При всём этом удивительно, что, в отличие от написанного, законченного и благополучно изданного, ненаписанное остаётся отчаянно недооцененным. В него не всматриваются так, как оно того, вне всякого сомнения, заслуживает. Необходимое написанному, как тень - свету, оно, стесняясь своей неосуществлённости, не решается выйти на всеобщее обозрение и развернуться перед читательским вниманием во всей красе (разве что в приложении к полным - и уж конечно, посмертным - собраниям сочинений немногих признанных классиков, где-нибудь в последнем томе, там, где «Варианты», «Черновики», «Записные книжки», которые читают, кроме разве исследователей, уж совсем какие-нибудь зануды и педанты). Его культурный статус обескураживающе низок.
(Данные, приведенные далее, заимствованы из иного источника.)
PR #1763, opened 2018-06-17
A user registration fix

naudhr:
While composing an e-mail, there occurs an exception:

Uncaught Error: Call to undefined method Fisharebest\Webtrees\Tree::getTitleHtml() in resources/views/emails/register-notify-text.php:4

So a user gets their e-mail, but the administrator doesn't. So does not `User::create` routinge get called, user e-mail verification fails; as a tip of the cake, the user gets «Hello administrator...»·on the screen.

### DIFF
--- a/resources/views/emails/register-notify-html.php
+++ b/resources/views/emails/register-notify-html.php
@@ -4,7 +4,7 @@
 </p>
 
 <p>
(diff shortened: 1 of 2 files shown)


fisharebest:
This variable still needs to be escaped, so we need to replace `$tree->getTitleHtml()` with `e($tree->getTitle())`.

I removed the function `getTitleHtml()` (and similar ones) because escaping output is a function of the views, not a function of the objects.

Can you update this.  Thanks.

PR #1777, opened 2018-07-09
Incorrect famid used in getPrimaryChildFamily

jon48:
The logic in `getPrimaryChildFamily` wrongly assumes that the key of the returned array from `getChildFamilies` is the Family Xref (whereas it is just the numercal index). As a consequence, `$famid` does not contain the correct value, and the checks are flawed (and will certainly fall back to the first family).

Looking at the code history, the bug seems quite old, but I guess that it has been a case rare enough for an individual to have multiple FAMC records, and the first not being the primary one, that it has not been reported before.


fisharebest:
Thanks.

PR #1843, opened 2018-08-22
Use pclzip 2.8.2.1, to fix usage with PHP 7.1 and 7.2

jcnventura:
Use an improved version of pclzip that is compatible with PHP 7.1+.


mpwt:
For work with the new lutana/pclzip you have to change the path in vendor/composer/autoload_classmap.php and autoload_static.php too. Thanks.

fisharebest:
@mpwt - thanks

PR #1848, opened 2018-08-24
Update functions.php

magicsunday:
Added an double underscore function to the helper methods in functions.php to simpler utilize the translation method. This seems very common in various other libs and saves some typing.

### DIFF
--- a/app/Helpers/functions.php
+++ b/app/Helpers/functions.php
@@ -16,6 +16,7 @@
 declare(strict_types=1);
 
 use Fisharebest\Webtrees\Html;
+use Fisharebest\Webtrees\I18N;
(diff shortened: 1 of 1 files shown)


magicsunday:
Total occurrences:

translate = 5356
translateContext = 1092
number = 318
plural = 61
digits = 27
percentage = 9

In my opinion it's only necessary to cover "translate" and "translate Context". The others are negligible. The shorthand versions do not have to exist for all methods.

fisharebest:
The plan is to migrate to Laravel.  Laravel uses the `__()` function - but it handles placeholders differently.

laravel: `__('Hello :name', 'fish')`

webtrees: `translate('Hello %s', 'fish')`

PR #1852, opened 2018-08-27
Update composer.json

magicsunday:
Added missing dependencies.


magicsunday:
ext-curl is required by Select2 and AutocompleteController
ext-intl is required by I18N (Class Collator)
ext-zip is required by AdminUpgradeController

PR #1854, opened 2018-08-27
Use fully qualified global function calls

magicsunday:
Use fully qualified global function calls to improve performance:
https://veewee.github.io/blog/optimizing-php-performance-by-fq-function-calls/

### DIFF
--- a/app/Bootstrap4.php
+++ b/app/Bootstrap4.php
@@ -34,7 +34,7 @@ class Bootstrap4 extends Html
         if (empty($items)) {
             return '';
         } else {
-            return '<span class="badge badge-secondary">' . I18N::number(count($items)) . '</span>';
+            return '<span class="badge badge-secondary">' . I18N::number(\count($items)) . '</span>';
         }
     }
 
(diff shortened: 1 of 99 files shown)


fisharebest:
I agree that it is good to be explicit about global/namespaced functions.

But we cannot do this for *all* functions, as it will prevent us from creating mock-functions in tests.  For example, see `ini_get()` and `microtime()` in [this test](https://github.com/fisharebest/webtrees/blob/master/tests/app/Services/TimeoutServiceTest.php).

There are two ways to specify global functions.  We can import them, or use a fully-qualified name.

```
use function strpos;

strpos(...);
```

```
\strpos(...);
```

We import classes.  I think it is clearer and more consistent to import functions.  What do you think?

magicsunday:
The functions "ini_get" and "microtime" are not extended to the fully qualified named version. There are only some optimized functions which takes advantage of some special optimizations.

https://github.com/php/php-src/blob/f2db305fa4e9bd7d04d567822687ec714aedcdb5/Zend/zend_compile.c#L3872

But according to https://veewee.github.io/blog/optimizing-php-performance-by-fq-function-calls/ this seems to apply to all internal functions.

Personally I dont like all the slashes in the source code. I thinks its may be easier to read the source code im we use the ``use`` statement.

Эта небольшая антология ненаписанного, (принципиально неполное - и тем ещё более прекрасное) собрание неосуществлённых замыслов, нащупанных точек несостоявшегося роста призвана хотя бы отчасти исправить положение.

Эта антология меняет онтологию.

Прежде всего, она позволяет наконец - и при живой жизни - увидеть и включить в оборот этой самой живой жизни, на равных и плодотворных правах со всем прочим, то, что до сей поры оставалось скрытым - в головах ли своих авторов, в ящиках ли их письменных столов. Говоря о ненаписанном, мы говорим о собственных потайных корнях: если сбывшееся, как спелый плод, срывается с ветки (да и несут его продавать на каком-нибудь рынке, и больше ему никакого дела до нас нет), то несбывшееся - уходя корнями в тучную почву небытия, полубытия, ещё-не-совсем-бытия - питает дерево в целом, вместе со всеми его ветками и плодами, насыщает его соками (так утраченные стихи-лабиринты Михаила Вяткина, те самые, которые уравнялись в онтологическом статусе с несбывшимся, - породили, десятилетия спустя, новые стихи-лабиринты). И главное, главное, - ненаписанное всегда с нами. Оно, бесконечное, - верно нам до конца.

Но самым интересным - и наиболее плодотворным, - конечно, остаётся то, что сюда не вошло, - по той хотя бы простейшей причине, что из него не было написано ни буквы, а то даже и осознано оно было не вполне. Его назначение - будоражить воображение, тревожить, выводить из равновесия ту жизнь, в сердцевине которой оно продолжает скрываться.
Несбывшееся - сны того, чему предстоит сбыться. (Поди-ка пободрствуй. не выспавшись!). Эта книга - сонник литературы.

(Кстати, авторы тут расположены по алфавиту, - так что можно считать, что это ещё и энциклопедия.)

Не теряйте отчаяния? - Разумеется. Но главное, главное, - не теряйте несбывшегося.